Fittkau et al. present an approach to visually analyze enterprise application landscapes and related monitoring data, like CPU workload [14]. The authors emphasize the importance of combining data about enterprise application landscapes with related real-time monitoring data to increase data quality of application landscape documentations and to take better decisions about the landscape. They demonstrate how to link several data sources using a tool called “ExplorViz” that provides interactive 2d and 3d visualizations on different levels of abstraction in real-time.

Naseer et al. describe in [19] an advance to build-up a data-centric EA. In companies there are many structured and unstructured information. The authors consider their tool as a visual analytics tool, because the tool provides interactive functions and visualizations to visualize analysis results.

RQ5: How are the VA scalability challenges in the context of EAM discussed in literature?

There are two papers that indirectly discuss scalability challenges. Naranjo et al. develop an evaluation framework to assess EA visual analysis capabilities of EAM and general visualization tools. For the framework, the authors identify 14 requirements important for visually analyzing enterprise models. The requirements “Keep the context (KC)” and “Focus of Interest (FI)” for us are especially of interest. Naranjo et al. argue that enterprise models can be very large and stakeholders often have problems to find one’s way. Therefore, they propose mechanisms “for encoding large models without losing the big picture” (requirement KC) [15]. In addition, stakeholders have to be able to dynamically choose the focus of interest. That implies that elements, which are especially of interest have to be highlighted whereas less important elements also have to be present, but in another way (requirement FI). The authors do not explicitly mention visual analytics’ scalability challenges, but the requirements KC and FI reveal problems concerning the adaption of data to the audience (information scalability) and effectively display massive data sets (visual scalability).

Roth et al. [18] point out dynamic information demands of stakeholders in EAM. However, the configuration of visualizations mostly is not trivial and often only can be done by experts.

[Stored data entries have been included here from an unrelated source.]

PR #2775, opened 2024-06-26
FastHttpSession requests typing 

### LINKED ISSUE #2563: Pylance errors for catch_response and name parameters in self.client.get()

tdadela:
The aim of this PR is to provide better typing annotation support for `class FastHttpUser`.
Fixes #2563. Follow-up to  #2699.

### DIFF
--- a/locust/contrib/fasthttp.py
+++ b/locust/contrib/fasthttp.py
@@ -12,12 +12,11 @@ import socket
 import time
 import traceback
 from base64 import b64encode
-from collections.abc import Generator
 from contextlib import contextmanager
 from http.cookiejar import CookieJar
 from json.decoder import JSONDecodeError
 from ssl import SSLError
-from typing import Any, Callable, cast
+from typing import TYPE_CHECKING, cast
 from urllib.parse import urlparse, urlunparse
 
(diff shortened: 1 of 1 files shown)


cyberw:
@DennisKrone Does this work with svs-locust's RestUser or does it introduce type check errors? I think this is a change for the better but want to be sure it doesnt break anything for you :)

This leads to long-time configuration processes, which hinders ad-hoc analysis of stakeholders. The issue addressed by Roth et al. also targets information scalability.

3 Visual Analytics in EAM

The SLR discussed in Sect. 2 confirmed that nearly no work was done on visual analytics in EAM. Thus, we addressed our second aim to identify relevant areas from VA for the field of EAM. As guiding structure for discussing what parts of VA could be relevant for EAM, we selected the scalability challenges of VA. The five scalability challenges, which visual analytics should address, are information scalability, visual scalability, display scalability, human scalability, and software scalability (see below). In VA the five scalability challenges are considered as cornerstones in the roadmap of future VA research, which from our perspective motivates its use for investigating the relevance for EAM.

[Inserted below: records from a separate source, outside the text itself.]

PR #2777, opened 2024-06-27
new events for heartbeat and usage monitor

mgor:
when troubleshooting a problem where workers did not receive a heartbeat from master within `locust.runners.MASTER_HEARTBEAT_TIMEOUT` (not a locust problem) i created two new events which made it possible to easily update our statistics listener to send that information influxdb.

- `heartbeat_sent`: fired when master `sent` heartbeat to a worker
- `heartbeat_received`: fired when worker `received` said heartbeat
- `usage_monitor`: fired with information about current CPU and memory usage every `locust.runners.CPU_MONITOR_INTERVAL`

One of the motivations for performing the systematic literature analysis was to identify existing work and potentials of visual analytics in EAM. Since not much work was identified in the intersection of both subject areas “visual analytics” and “EAM” (see Sect. 2), this combination either is not relevant for EAM or there is room for additional research. Due to our impression that EAM tools still can be improved (see Sect. 1) our conjecture is that there is unexplored potential. Thus, we decided to analyze relevance of visual analytics in more detail and to base this analysis on the scalability challenges identified in this field. Scalability challenges initially were meant to identify future research directions for visual analytics but also can be seen as representing dimensions of functions in this discipline.

Visual analytics is expected to be in particular useful when large amounts of data have to be managed, analyzed and visualized. Especially large enterprises with an EA containing thousands of elements have the problem to handle large amounts of data. Five scalability challenges were identified, which visual analytics should be address: information scalability, visual scalability, display scalability, human scalability, and software scalability [9].

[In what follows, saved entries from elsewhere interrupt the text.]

PR #2778, opened 2024-06-27
update github actions to get rid of deprecation warnings

mgor:
update versions to get rid of:
```
Node.js 16 actions are deprecated. Please update the following actions to use Node.js 20: actions/checkout@v3, actions/setup-python@v4, actions/cache@v3. For more information see: https://github.blog/changelog/2023-09-22-github-actions-transitioning-from-node-16-to-node-20/.
```

also includes `actions/setup-node@v3` and `borales/actions-yarn@v3`

with `actions/cache@v3` on windows image there would be an error, but the step wouldn't fail:
```
[Windows](https://github.com/mgor/locust/actions/runs/9692188762/job/26745040620#step:6:14)
Input required and not supplied: path
```

when updating to `actions/cache@v4` the step would also fail. to fix this the shell for the steps that redirects output to `$GITHUB_{OUTPUT,ENV}` was set to `bash`. since the default shell for windows runners is powershell, and `echo ... >> ...` isn't crossplatform compatible, and `bash` is available on the windows images.

### DIFF
--- a/.github/workflows/tests.yml
+++ b/.github/workflows/tests.yml
@@ -26,8 +26,8 @@ jobs:
           - { name: "3.9", python: "3.9", os: ubuntu-latest, tox: py39 }
 
     steps:
-      - uses: actions/checkout@v3
-      - uses: actions/setup-python@v4
+      - uses: actions/checkout@v4
+      - uses: actions/setup-python@v5
         with:
           python-version: ${{ matrix.python }}
       - name: Update pip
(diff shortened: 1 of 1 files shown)


mgor:
not sure why `py39` fails in print stats tests... saw that once in my other PR as well, but re-running it and it passed. doesn't seems like i have permission to re-run jobs though.

cyberw:
I re-ran it now. Is it always 3.9? I was already eager to drop 3.9 support to use nice language features that were introduced in 3.10 :P

But I might not want to merge this right now - https://github.com/locustio/locust/pull/2725 is quite a big change and I'd rather not make two changes in the build in the same release. For this reason I'm putting it in draft for now. Or is it urgent for you?

mgor:
the two times i've seen it fail it was `py39`, doesn't really have any good statistics for it :)

no, not urgent at all, it's just that i hate warning/errors and wanted it fixed ;) so that's fine

cyberw:
I'd love to do this update now! Want to update your PR?

cyberw:
I made a separate PR myself, but thanks for poking me with this :)

mgor:
Ops, sorry I missed your comment from two weeks ago.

Information scalability describes “the capability to extract data from massive data streams”, to cope with quick change rates of information and to adapt information to the audience [9]. This scalability challenge clearly exists in EAM. As soon as EAM is linked to operational data reflecting the current status of EA elements, like application instances, process instances or technical systems, extracts from real-time data are required which have to meet the needs of decision makers. This also indicates the need to scale the information to the audience – in EAM many stakeholders in different roles are involved (see [21]). Therefore, it is important to provide information, which the stakeholder is able to interpret.

Visual scalability includes interaction techniques with visual representations and ability to effectively display massive data set, i.e. either a large amount of data elements or dimensions [9], for example by using appropriate visual metaphors. This can also be important for EAM cases if several thousands of application or systems instances are active in an enterprise, but does not have the same priority as information scalability.

Display scalability addresses the issue of different display resolution, sizes and other form factors [9] which, for example, require display scale-independent interaction techniques. In most enterprises, there are many different display types in use starting from conventional desktop computers to tables, smartphones and large screens in meeting rooms. Although EAM traditionally is done in desk work and meeting rooms, there are more and more tasks assigned to mobile users. Visual analytics functions available on different display forms probably would be well-received by EAM stakeholders.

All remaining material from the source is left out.